Researchers are studying this pair to better understand how galaxies and the monstrous black holes at their cores merge – a common occurrence in the early universe. But as common as these events were, they are hard to spot and confirm.
PG 1302-102 is one of only a handful of good binary black hole candidates. It was discovered and reported earlier this year by researchers at the California Institute of Technology in Pasadena, after they scrutinised an unusual light signal coming from the centre of a galaxy. The researchers, who used telescopes in the Catalina Real-Time Transient Survey, demonstrated that the varying signal is likely generated by the motion of two black holes, which swing around each other every five years. While the black holes themselves don’t give off light, the material surrounding them does.
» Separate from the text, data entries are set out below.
PR #984, opened 2023-04-28
Feature/fixed faucet address

dhedey:
## Summary
Have properly implemented the `globalize_with_fixed_address` in scrypto, and have set the faucet and genesis helper to use a fixed address.

## Details

The fixed address only works if the transaction is run as a SystemTransaction with pre-allocated addresses - so wouldn't work in regular user transactions. I've thus not exposed it as anything on the Scrypto lib-exposed helper types, but you have to directly use ScryptoEnv to make it work.

It was already very partly implemented on ScryptoEnv, but I had to fix it up and connect it up to the engine APIs.

Have also:
* Cleaned up the Genesis Receipts to be more consistent.
* Improved error reporting of CannotInstantiate Prepare errors on scrypto build
* Change the engine to avoid panicking if a package can't be instantiated for some reason (say, after an update to instrumentation)

## Testing
* Tests now used the fixed faucet address, so this works.
* Have manually tested better error reporting (and no panics) when doing `scrypto build` with a WASM file which requires incorrect linking.

## Update Recommendations

NB - this doesn't actually change the transaction - but the change in faucet address might change peoples' manifests, so wanted to flag it.

### For Internal Integrators
The faucet address is fixed again, so can be exposed in the toolkit / Core API easily.


radix-engine/src/vm/wasm/wasmi.rs
```diff
@@ -957,17 +1001,17 @@ impl WasmEngine for WasmiEngine {
...
             #[cfg(feature = "moka")]
             if let Some(cached_module) = self.modules_cache.get(metered_code_key) {
-                return cached_module.as_ref().instantiate();
+                return Ok(cached_module.as_ref().instantiate());
             }
         }
 
         let code = &instrumented_code.code.as_ref()[..];
-        let module = WasmiModule::new(code).unwrap();
+        let module = WasmiModule::new(code)?;
```
talekhinezh, line 1014: I'm not sure about the error propagation here as this not failing I think is an invariant of the system and we don't currently distinguish between invariant-breaking errors vs. non-invariant-breaking errors.

An example of how this may affect things practically: if a validator has some misconfiguration or broken hardware which causes this error to occur they would rather panic rather than vote on a different result on a transaction from the other validators.

simulator/src/resim/mod.rs
```diff
@@ -89,41 +89,6 @@ use transaction::model::TestTransaction;
 use transaction::model::TransactionManifest;
 use utils::ContextualDisplay;
 
-/// The address of the faucet component, test network only.
-/// TODO: remove
-pub const FAUCET_COMPONENT: ComponentAddress = ComponentAddress::new_or_panic([
```
talekhinezh, line 94: Finally!

talekhinezh (approved):
Looks good just a few comments

radix-engine/src/vm/wasm/wasmi.rs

In the new study, the team found more evidence to support and confirm the close-knit dance of these black holes. Using ultraviolet data from GALEX and Hubble, they were able to track the system’s changing light patterns over the past 20 years. “We were lucky to have GALEX data to look through,” says David Schiminovich of Columbia University in New York. “We went back into the GALEX archives and found that the object just happened to have been observed six times.”
Hubble, which sees ultraviolet light in addition to visible and other wavelengths of light, had likewise observed the object in the past.
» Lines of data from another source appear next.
PR #985, opened 2023-04-29
Feature/Meaningful entity types and addresses

dhedey:
## Summary
Updated entity types and addresses as per REP-71, to create vanity system addresses which are easy to read/interpret by-eye.

## Details
Also features some renames of constants, in line with REP-71.

## Testing
Added tests to check that the addresses are as per REP-71, and added good comments (including rust docs) to all the constants.

### For dApp Developers
You can now just used `XRD` and `FAUCET` constants in your tests. The old constants (`NATIVE_TOKEN` and `FAUCET_COMPONENT`) are still there as aliases to minimize breakages.

### For Internal Integrators
Note that entity types and addresses all changes.

This will particularly affect the ledger app (cc @siy).

The addresses will change - but this should be for the last time. REP-71 fixes the addresses and entity types for good.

The ultraviolet light was important to test a prediction of how the black holes generate a cyclical light pattern. The idea is that one of the black holes in the pair is giving off more light – it is gobbling up more matter than the other one, and this process heats up matter that emits energetic light. As this black hole orbits around its partner every five years, its light changes and appears to brighten as it heads toward us.
“It’s as if a 60-Watt light bulb suddenly appears to be 100 Watts,” explains Daniel D’Orazio, also from Columbia University. “As the black hole light speeds away from us, it appears as a dimmer 20-Watt bulb.”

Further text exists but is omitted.